O grafeno é considerado o mais
forte de todos os materiais já
medido pelo homem. Por características
insólitas (reduzida espessura,
por exemplo) e propriedades notáveis
(condução de eletricidade),
ele tem sido cotado, entre outras coisas,
como possível sucessor do silício
na fabricação de chips de
computador ou como o material de base
para a nova geração de dispositivos
eletrônicos.
Por formar folhas resistentes e capazes
de serem dobradas sem danos – por
conta do arranjo de átomos de carbono
em uma estrutura que lembra o de uma colméia
–, uma das principais aplicações
potenciais do grafeno está na fabricação
de aparelhos eletrônicos flexíveis.
Mas os dispositivos eletrônicos
à base de grafeno desenvolvidos
até o momento foram feitos de peças
minúsculas (na escala dos micrômetros)
e a partir de um método pouco eficiente
que envolve “descascar” camadas
de um substrato de grafite.
Em artigo publicado nesta quinta-feira
(15/1) na edição on-line
da revista Nature , um grupo de cientistas
da Coreia do Sul descreve um método
alternativo e mais versátil para
produzir filmes de grafeno com excelentes
propriedades eletrônicas.
Os filmes são flexíveis
e podem ser construídos em tamanhos
relativamente grandes, de vários
centímetros de área. No
estudo, Byung Lee Hong, da Universidade
Sungkyunkwan, e colegas aperfeiçoaram
um processo conhecido como deposição
de vapor químico, no qual uma mistura
gasosa de hidrocarbonetos circula sobre
folhas de níquel aquecidas e se
quebra em átomos de carbono.
Os átomos, por sua vez, rearranjam-se
na forma de grafeno.
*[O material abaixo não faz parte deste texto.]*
PR #289, opened 2024-06-19
second order estimates fix

danijel-radomiljac:
https://app.clickup.com/t/86bz3q6d1

### DIFF
--- a/app/utils/algo.ts
+++ b/app/utils/algo.ts
@@ -233,9 +233,9 @@ export const calculateReward = async (
       second_order_estimate: userAnswer.percentage,
       second_order_mean: (correctOption || calculatedCorrectOption)
         ?.calculatedAveragePercentage,
-      second_order_estimates: question.questionOptions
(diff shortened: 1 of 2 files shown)


app/utils/algo.ts
```diff
@@ -233,9 +233,9 @@ export const calculateReward = async (
       second_order_estimate: userAnswer.percentage,
       second_order_mean: (correctOption || calculatedCorrectOption)
         ?.calculatedAveragePercentage,
-      second_order_estimates: question.questionOptions
-        .find((option) => option.id === userAnswer.questionOptionId)
-        ?.questionAnswers.map((answer) => answer.percentage),
+      second_order_estimates: (
+        correctOption || calculatedCorrectOption
```
marvinmarnold, line 237: Just double checking that if a user answered incorrectly, there score won't show up. Because we create a QuestionAnswer for both options for all users, I have a doubt this is different than the original code.

PR #344, opened 2024-07-17
Feat/deep profile edit

AndrejRadomiljac:
- Description:
- ClickUp links:


danijel-radomiljac:
> @AndrejRadomiljac on the staging link, nothing happens when I click the edit button.
> 
> Screenshot 2024-07-18 at 10 46 26 AM

@marvinmarnold I think it is because event listener is added only to pencil. We can easily add that to the whole button.

app/actions/profile.ts
```diff
@@ -1,31 +1,79 @@
...
-import { z } from "zod";
-import { profileSchema } from "../schemas/profile";
+import { profileSchemaServer } from "../schemas/profile";
 import prisma from "../services/prisma";
+import s3Client from "../services/s3Client";
+import { uploadImageToS3Bucket, validateBucketImage } from "../utils/file";
 import { getJwtPayload } from "./jwt";
 
-export async function updateProfile(data: z.infer<typeof profileSchema>) {
+export async function updateProfile(formData: FormData) {
```
marvinmarnold, line 11: Making comments in random/unrelated places in the code. 

State is frozen after saving. Button should reset. Please also add a confirmation toast that says. "Profile successfully updated."

danijel-radomiljac: Button should me frozen after saving because there is no change.  If there is change then there is nothing new to submit. 

Good catch for toast 👍

app/components/ProfileForm/ProfileForm.tsx
```diff
@@ -1,86 +1,190 @@
...
+            {...register("username")}
           />
         </div>
+        <Button
+          variant="white"
+          type="submit"
+          className="flex items-center !rounded-[32px]"
+          disabled={isSubmitting || !isDirty}
+        >
+          Save changes
```
marvinmarnold, line 137: Should be prompted to confirm exit if trying to leave the page without first saving. 

https://github.com/user-attachments/assets/fe35d2ee-cc29-42f3-98c4-fea34fc74969

app/schemas/profile.ts
```diff
@@ -1,8 +1,46 @@
...
-  lastName: z.string().min(3).nullish(),
-  username: z.string().min(2).nullish(),
+  firstName: z
+    .string()
+    .regex(/^[a-zA-Z0-9]*$/, {
+      message:
+        "Invalid first name. No spaces or special characters are allowed.",
+    })
+    .min(1, { message: "First name must be at least 1 character long." })
+    .max(45, { message: "First name must be at most 45 characters long." })
```
marvinmarnold, line 15: Max should be 20 chars

app/components/ProfileForm/ProfileForm.tsx
```diff
@@ -1,86 +1,190 @@
...
+        </Button>
+        <Button
```
marvinmarnold, line 139: Not a blocker but moving forward, we want to start implementing this behavior for all buttons. Normal, depressed (mouse down), and loading states.

Screenshot 2024-07-18 at 11 16 44 AM

danijel-radomiljac: @marvinmarnold create ticket for that please

app/schemas/profile.ts
AndrejRadomiljac: Yes, good catch. Fixed in the latest commit.

app/actions/profile.ts
AndrejRadomiljac: Added toast message

app/components/ProfileForm/ProfileForm.tsx
danijel-radomiljac: @marvinmarnold I think that is overkill to add that to this type of form. We would need add extra complexity in code to the navigation and footer navigation just because user edited profile and did not save it. This is not like sensitive information in form and user can come back whenever he wants and do the editing. I also checked how other apps handle that, and they do not have any modal when editing is not finished.

PR #351, opened 2024-07-22
Remove validation for lastName as a required field from profileSchema

AndrejRadomiljac:
- Description:
- Removed validation from last name. Right now last name is not required filed.
- 
Screen Shot 2024-07-22 at 18 19 39 PM
Screen Shot 2024-07-22 at 18 20 36 PM

- ClickUp links:

### DIFF
--- a/app/schemas/profile.ts
+++ b/app/schemas/profile.ts
@@ -42,11 +42,13 @@ export const profileSchemaClient = profileSchema
   })
   .refine(
     (data) => {
-      const { firstName } = data;
-      return !!firstName;
+      const { firstName, lastName } = data;
+      // First name is not required if last name is not set.
+      // If last name is set, first name must also be set.
+      return !lastName || (lastName && !!firstName);
     },
     {
-      message: "Firstname is required.",
+      message: "First name must be provided if a last name is set.",
       path: ["firstName"],
     },
   );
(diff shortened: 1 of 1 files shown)


marvinmarnold (changes requested):
This still isn't quite what I'm expecting.

First name is not required. But if last name is set then first name must also be set. You can set first name but not last name.

You can also only set username but leave first name and last name blank.

AndrejRadomiljac:
> This still isn't quite what I'm expecting.
> 
> First name is not required. But if last name is set then first name must also be set. You can set first name but not last name.
> 
> You can also only set username but leave first name and last name blank.

Oh got it. I'll implement it.

AndrejRadomiljac:
> This still isn't quite what I'm expecting.
> 
> First name is not required. But if last name is set then first name must also be set. You can set first name but not last name.
> 
> You can also only set username but leave first name and last name blank.


https://github.com/user-attachments/assets/d68a198f-13d5-4eeb-9776-6adf26101f03

@marvinmarnold I hope, I've achieved desired validation. Ignore error message on video hehe. The validation error message is: "First name must be provided if a last name is set."

marvinmarnold:
Yes logic looks great @AndrejRadomiljac.

Lastly, is it possible to make the error messages say 'first name' instead of 'firstname'? Same question for last name.

AndrejRadomiljac:
> Yes logic looks great @AndrejRadomiljac.
> 
> Lastly, is it possible to make the error messages say 'first name' instead of 'firstname'? Same question for last name.

As I said in the comment this is the error message that I've implemented in the code: "First name must be provided if a last name is set." @marvinmarnold

marvinmarnold (approved):
Thanks I missed your comment about 'first name'. Everything LGTM now.

PR #365, opened 2024-07-29
feat: added sentry

marvinmarnold:


marvinmarnold:
@danijel-radomiljac any objection to adding sentry so we can track errors better?

PR #374, opened 2024-07-31
[PROD-30, PROD-47] feat: reveal questions miniapp

neel-ds:
- Description:
Add reveal questions flow
- ClickUp links:
https://app.clickup.com/t/86bzjfvgh


app/components/Bot/Bot.tsx
```diff
@@ -0,0 +1,387 @@
...
+        value: { blockhash },
+      } = await CONNECTION.getLatestBlockhashAndContext();
+
+      const signer = await primaryWallet!.connector.getSigner<ISolana>();
+
+      const balance = await CONNECTION.getBalance(
+        new PublicKey(primaryWallet!.address),
+      );
+
+      if (balance < 1000) {
```
marvinmarnold, line 98: This should be the actual amount to burn and not hardcoded to 1000.

app/components/Bot/Bot.tsx
```diff
@@ -0,0 +1,387 @@
...
+        throw new Error("Insufficient balance for the transaction");
+      }
+
+      const tx = await genBonkBurnTx(primaryWallet!.address, blockhash, 10);
```
marvinmarnold, line 102: This should not be hardcoded to 10.

app/components/Bot/Bot.tsx
```diff
@@ -0,0 +1,387 @@
...
+  const dataVerification = async (initData: any) => {
+    const options = {
+      method: "POST",
+      headers: {
+        "Content-Type": "application/json",
+      },
+      body: JSON.stringify({ initData }),
+    };
+    try {
+      const response = await fetch(`/api/validate`, options);
```
marvinmarnold, line 171: There is no point in verifying tg ID on the client side. We can't trust that clients will respect this code.

It also leaves the server functions unprotected. I will clarify the fix in more comments below.

app/components/Bot/Bot.tsx
```diff
@@ -0,0 +1,387 @@
...
+  }, [selectedRevealQuestions, questions]);
+
+  useEffect(() => {
+    setIsLoading(false);
+  }, [isLoggedIn]);
+
+  if (isLoading) {
+    return (
+      <div className="flex min-h-screen items-center justify-center">
+        <svg
```
marvinmarnold, line 228: Normally we define SVGs in their own file. See app/components/Icons

app/queries/bot.ts
```diff
@@ -0,0 +1,41 @@
+"use server";
+
+export const getUserId = async (telegramId: string) => {
```
marvinmarnold, line 3: This is the continuation of my explanation about how we should be validating. 

Currently we are validating from the client then sending requests to the endpoints defined in this file. But these endpoints are unprotected. This means anybody can invoke this endpoint and get information about any user.

Instead, the telegram payload should be supplied here. The payload should be verified server side in this code, not on the client.

marvinmarnold (changes requested):

app/components/Bot/Bot.tsx
neel-ds: This issue will be resolved in Yash's PR. It's not meant to be used here. 
cc: @yash431garg

app/components/Bot/Bot.tsx
neel-ds: Likewise, onBurn function will be used in Yash's PR. Please consider it cc: @yash431garg

app/components/Bot/Bot.tsx
neel-ds: This spinner has been replaced by the Chomp Loader as mentioned cc: @yash431garg

Yihwan:
PROD-30

app/components/Bot/Bot.tsx
yash431garg: Sure, It will removed from here and we will show insufficient balance in the pop up instead. I will update this in my PR.

app/components/Bot/Bot.tsx
yash431garg: Okay, similarly for this as well will update it in the upcoming pr.

app/queries/bot.ts
```diff
@@ -0,0 +1,121 @@
+"use server";
+
+import { IChompUser } from "../interfaces/user";
+import { extractId } from "../utils/telegramId";
+
+export const getUserData = async (telegramId: string) => {
```
marvinmarnold, line 6: I still don't think these methods are properly protected. Malicious browser code can invoke this method by supplying someone else's telegram ID.

Instead, this method should accept the entire signed payload from Telegram. That should be verified here, on the server. Then only then doe we invoke the underlying API endpoint.

marvinmarnold (approved):
I think there are still some security issues. I'll create a follow up issue for that so we can merge this and I can start testing.

PR #375, opened 2024-07-31
has viewed but not submitted fix

danijel-radomiljac:
https://app.clickup.com/t/86bzkrcfx

### DIFF
--- a/app/actions/answer.ts
+++ b/app/actions/answer.ts
@@ -68,7 +68,6 @@ export async function addTutorialPoints(
 }
 
 export async function saveDeck(request: SaveQuestionRequest[], deckId: number) {
-  console.log(request);
   const payload = await getJwtPayload();
   const userId = payload?.sub ?? "";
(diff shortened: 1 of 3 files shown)


marvinmarnold (changes requested):
It looks like the QuestionAnswers are only being saved after the user selects proceed. This means if they exit the tab without clicking the button, they can play again. 

Instead, as soon as the user is displayed the question, it should be marked as not answered. Then updated when the answer comes in.

danijel-radomiljac:
> It looks like the QuestionAnswers are only being saved after the user selects proceed. This means if they exit the tab without clicking the button, they can play again.
> 
> Instead, as soon as the user is displayed the question, it should be marked as not answered. Then updated when the answer comes in.

Okay then if user exit the tab and come back to the app he should be redirected to daily deck and to second question right? Because I was pointing to that problem when I got into this project. If thats the case we need to adjust the flow.

PR #383, opened 2024-08-01
Remove KZ from CODEOWNERS

Yihwan:


.github/CODEOWNERS
```diff
@@ -1,8 +1,13 @@
 # This is a comment.
+
```
Yihwan, line 2: seems like prettier ran on save, lmk if not expected

marvinmarnold: It's intended that it runs on save. Not sure what it changed with the empty lines but should be fine!

marvinmarnold (approved):

PR #397, opened 2024-08-07
add image upload

danijel-radomiljac:
https://app.clickup.com/t/86bzry05p


marvinmarnold (changes requested):
The changes look great. Two changes please:

1. Remove the image URL option for the deck?
2. Add a button to remove the image in case it gets accidentally set

PR #418, opened 2024-08-15
PROD-130 created script for removing duplicates and migration for unique constraint

AndrejRadomiljac:
- Description
 The issue was caused by hasViewedNotSubmitted column. This PR removes all duplicates and legacy records. Also we've added constraint for not being able to have multiple same answer choices for the same question, for the  same user. We should create a ticket for the following case: 
  - when user starts to answer the question and for some reason user decides to refresh the page. User should not be able to access that question again.


danijel-radomiljac (approved):

prisma/migrations/20240815095358_remove_duplicated_question_answer_records_and_add_unique_constraint/migration.sql
```diff
@@ -0,0 +1,26 @@
+DELETE FROM public."QuestionAnswer"
+WHERE "hasViewedButNotSubmitted" = true;
```
marvinmarnold, line 2: Why do we want to delete these? `hasViewedButNotSubmitted` is useful

prisma/migrations/20240815095358_remove_duplicated_question_answer_records_and_add_unique_constraint/migration.sql
```diff
@@ -0,0 +1,26 @@
...
+    ROW_NUMBER() OVER (
+      PARTITION BY "userId",
+      "questionOptionId"
+      ORDER BY "createdAt" DESC,
+        id DESC
+    ) AS row_num
+  FROM public."QuestionAnswer"
+)
+DELETE FROM public."QuestionAnswer"
+WHERE id IN (
```
marvinmarnold, line 14: The idea is that we keep the oldest answer? 

Is it possible that for some users, this answer won't match the corresponding ChompReward?

prisma/migrations/20240815095358_remove_duplicated_question_answer_records_and_add_unique_constraint/migration.sql
danijel-radomiljac: It is useful but it is not implemented in the right way. It needs to be reimplemented. We have a lot of duplications. You can see in a screenrecord that user with id 001261da-8653-4523-86da-025ca24b2499 set percentage for question id of 5 (80%), and record below that is the same question, same user but hasViewedButNotSubmitted is set to true. Does not make sense right? So that data is not relevant. The best way is to do it from scratch with a new ticket. We can talk more about it tomorrow in a meeting. 😄 

https://github.com/user-attachments/assets/a501d86a-79f6-4126-912d-a9ea20a710ce

prisma/migrations/20240815095358_remove_duplicated_question_answer_records_and_add_unique_constraint/migration.sql
danijel-radomiljac: I think that it does not matter which answer we keep because they are the same.

marvinmarnold: I'm pretty nervous about deleting a bunch of data from prod. Are you aware of any side effects if we keep this dirty data? Does anything break?

danijel-radomiljac: If we do not remove them then we can not add constraint to database.

danijel-radomiljac: https://github.com/user-attachments/assets/8fd7ee2c-639d-401a-b9e8-e07bc755b160

If you look better these are pretty much the same records. Delete older or newer one does not make any difference.

AndrejRadomiljac: I agree with @danijel-radomiljac. The whole idea behind the task was finding those duplicates. The difference between those duplicated records is in createdAt timestamp. And it is clear that difference is in milliseconds or even less. Adding constraint will prevent this. In order to add constraint the duplicates should be removed.

marvinmarnold (approved):

PR #419, opened 2024-08-16
PROD-83: Fix/optimize burn fee

yash431garg:

- Description
Added Estimate priority function from helius api to get an approrate fees along with adding compute unit in the transaction to increase the sucess rate of the burn transation with very low fees
Low priority fees, high success rate. 
There is no ui changes

### DIFF
--- a/app/utils/solana.ts
+++ b/app/utils/solana.ts
@@ -9,6 +9,7 @@ import {
   PublicKey,
   Transaction,
 } from "@solana/web3.js";
+import { getRecentPrioritizationFees } from "../queries/getPriorityFeeEstimate";
 
 export const CONNECTION = new Connection(process.env.NEXT_PUBLIC_RPC_URL!);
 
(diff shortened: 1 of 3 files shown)


app/utils/solana.ts
```diff
@@ -21,35 +22,39 @@ export const genBonkBurnTx = async (
...
+
+  const modifyComputeUnits = ComputeBudgetProgram.setComputeUnitLimit({
+    units: 10000,
+  });
+
+  const addPriorityFee = ComputeBudgetProgram.setComputeUnitPrice({
+    microLamports: estimateFee?.result?.priorityFeeLevels?.medium,
+  });
+
+  tx.add(modifyComputeUnits);
```
marvinmarnold, line 55: I read somewhere that it's better to add the fee txs before the actual burn tx. Should we do that here?

app/utils/solana.ts
```diff
@@ -21,35 +22,39 @@ export const genBonkBurnTx = async (
...
   );
 
+  tx.add(burnTxInstruction);
+
   tx.recentBlockhash = blockhash;
   tx.feePayer = burnFromPublic;
 
+  const estimateFee = await getRecentPrioritizationFees(tx);
+
+  const modifyComputeUnits = ComputeBudgetProgram.setComputeUnitLimit({
```
marvinmarnold, line 47: This is twice as high as needed (4810). I think that's actually fine for now, if your compute price is right. But any reason we shouldn't use some lower hardcoded values like 5500?

app/utils/solana.ts
yash431garg: Yea, I also find out that it is good to keep it above the actual burn. Will be updated in next burn.

app/utils/solana.ts
yash431garg: Now, I have added it to a fix number of 5000 with 25% additonal to prevent compute unit budget fail error. 
Screenshot 2024-08-20 at 1 18 02 PM

marvinmarnold (changes requested):
@yash431garg this looks good. But I think we should merge this into `main`. Can you reopen the PR into `main` branch?

marvinmarnold:
Replaced with: https://github.com/gator-labs/chomp/pull/426

Issue #71, opened 2015-03-20
GitHub API rate limit exceed for  change log generation in large repos (> 3000 issues) 


skywinder:
Since I need to fetch details about each issue separately - and GitHub api has limit to 5000 requests per hour - Need to figure out some thing. 
Generate second token as temporary workaround?

phene:
Just ran into this myself on a large repo. Are there intermediary files created during the run so it can be resumed?

skywinder:
Unfortunately not yet.

sneal:
What about limiting the amount issues pulled back via a command line arg? I don't really need everything from 2 years ago, just the last few months would be great.

`github_changelog_generator --max-issues 500`

skywinder:
@sneal  Yep, it's a good idea! I will consider this in next release.

skywinder:
Ok, I added fallback for this error, so version `1.3.11` not crashes anymore - just print warning  message, that rate limit exceed!

estahn:
There are currently two options in the pipeline to fix this:
* Amending missing versions instead of regenerating all of them (#209)
* Use [octokit/octokit.rb](https://github.com/octokit/octokit.rb) with [Faraday HTTP Cache](https://github.com/octokit/octokit.rb#caching)

Example:
```ruby
project = 'skywinder/github-changelog-generator'

# Enable cache
stack = Faraday::RackBuilder.new do |builder|
  builder.response :logger if options[:debug]
  builder.use :http_cache, store: ActiveSupport::Cache::FileStore.new(File.join(Dir.tmpdir, 'ghclgen')) if options[:cache]
  builder.use Octokit::Response::RaiseError
  builder.adapter Faraday.default_adapter
end
Octokit.middleware = stack
# Octokit.auto_paginate = true

@client = Octokit::Client.new
releases = Octokit.releases project, :per_page => 2
releases.each do |release|
  puts release.inspect
end
tags = Octokit.tags project, :per_page => 2
tags.each do |tag|
  puts tag.inspect
end
issues = Octokit.issues project, :per_page => 2, :filter => :all, :state => :closed
issues.each do |issue|
  puts issue.inspect
end
```

daviddannunzio:
Is there an eta for when the `--max-issues` argument fix will be released?

skywinder:
@daviddannunzio next week for sure!

daviddannunzio:
Thanks @skywinder !

daviddannunzio:
[...]

PR #76, opened 2015-03-21
Add --max-issues argument to limit requests

sneal:
This addresses issue #71 by providing a configurable limit on the number of issues to retrieve. By default this limits the number of issues to 500 which should help users stay under the GitHub API limit and keep change logs from growing ridiculous in size for older repos.

### DIFF
--- a/README.md
+++ b/README.md
@@ -96,7 +96,7 @@ Type `github_changelog_generator --help` for detailed usage.
         --[no-]compare-link          Include compare link between older version and newer version. Default is true
         --include-labels  x,y,z      Issues only with that labels will be included to changelog. Default is 'bug,enhancement'
         --exclude-labels  x,y,z      Issues with that labels will be always excluded from changelog. Default is 'duplicate,question,invalid,wontfix'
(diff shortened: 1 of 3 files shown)


skywinder:
@sneal hi, thanks for participating! It's a good addition, that make more flexibility in change log generation. I have a couple proposal before merge:

1. I think it's better to not limit users with 500 issues by default. (it depends of repo, but usually it can be work with more than 1000 issues). It's better to set ` --max-issues` to `nil` by default, and limit it only in case, if user explicit set this number.

2. description about this option in warning message, that I add in #75 )

3.  It will be nice to add mention about this option in **FAQ**  section, for example with topic:
"I got warning `Warning: GitHub API rate limit exceed (5000 per hour), change log may not contain some issues.` What it means and what I should do?"
And as answer:  add suggestion to run script with your key: ` --max-issues` 1 hour later (to reset rate limit), to get more predictive result.

skywinder:
@sneal Thanks, awesome work! :+1:

PR #207, opened 2015-03-23
Relatively require github_changelog_generator library

sneal:
During development its possible for the gem installed version of github_changelog_generator lib to get required instead of the current development version of the library. This ensures that Ruby pulls in the correct version of the lib, specifically for development without breaking production builds.


skywinder:
Thanks again, @sneal!

PR #216, opened 2015-03-25
Implement Reader class to parse ChangeLog.md

### LINKED ISSUE #212: Parsing of existing Change Log file
This is sub-task of #209.

As @estahn mention:

The `CHANGELOG.md` needs to be parsed and divided into sections which represent the versions, e.g. 
```ruby
    [{ :version => 'v0.0.1', :content => '...' }, { :version => 'v1.0.0', :content => '...' }, ...]
```

It's needed to implement:
- `--amend` #211
- `Ability to keep manual added information for older version tags` #213

estahn:
This will fix "Parsing of existing Change Log file". 
Fix #212.


skywinder:
@estahn you implement really handy module! :clap: 
Thanks! I will review it soon.

lib/github_changelog_generator/reader.rb
```diff
@@ -0,0 +1,74 @@
...
+    # - ## [v1.0.2](https://github.com/zanui/chef-thumbor/tree/v1.0.1)
+    # - ## v1.0.2 (2015-03-24)
+    # - ## v1.0.2
+    #
+    # @param [String] heading Heading from the ChangeLog File
+    # @return [Hash] Returns a structured Hash with version, url and date
+    def parse_heading(heading)
+      structures = [
+          /^## \[(?<version>v.+?)\]\((?<url>.+?)\)( \((?<date>.+?)\))?$/,
+          /^## (?<version>v.+?)( \((?<date>.+?)\))?$/,
```
skywinder: @estahn  Most of all project uses prefix "v" for version tags, but not all of them.
As example of big projects, that don't use:
- https://github.com/jquery/jquery
- https://github.com/bartaz/impress.js
- https://github.com/jashkenas/backbone

and this project also don't use any prefix for the tag versions.

So, I think it's needed to make char "v" optional in this regex. What do you think?

estahn:
@skywinder I changed the parser to allow any kind of version number. Also added a bunch of rspec tests and rubocop to check for validity.

Travis is currently failing because most of the files are not compliant with rubocop. You could just run `rubocop --auto-correct <filename>` to fix the issues automatically.

Thoughts?

skywinder:
@estahn thanks for rspec and fixes! Much appreciated!

Tell the truth I'm new in ruby. Ans it's my first serious module-based project. And you are motivate me to do it well with your commits!

- To not mix different tasks in one issue and make it clean - I will create separate PR with rspec integration. Please, merge it to your branch.
- Since you already add rspec to project, I think this parser - is good point to start implement tests! (I'm going to learn, how to write tests and implement first test case soon)
- As I can see, most of libs use module, named `options.rb` to implement options parse logic. I wrongly name in by `parser.rb`. But think that `parser.rb` is more suitable for your module. So, I think it will be better to rename  `parser.rb -> options.rb` and `reader.rb -> parser.rb`. What do you think?

skywinder:
Merged. I also mute all the rubocop's warnings, that can't be fixes automatically. I will eliminate them later one-by-one.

Ao esfriar rapidamente
o substrato, são formados filmes
com apenas algumas camadas de espessura.
Esses filmes ultrafinos são transparentes
e contam com alta condutividade elétrica,
semelhantes aos obtidos pelo processo
mecânico de obtenção
de grafeno, até então o
único existente.
A principal promessa da novidade está
no desenvolvimento de eletrodos flexíveis,
transparentes e que ocupam grandes áreas.
Um exemplo, segundo os pesquisadores,
está em telas eletrônicas,
para uso em publicações
como revistas ou jornais, em substituição
ao papel.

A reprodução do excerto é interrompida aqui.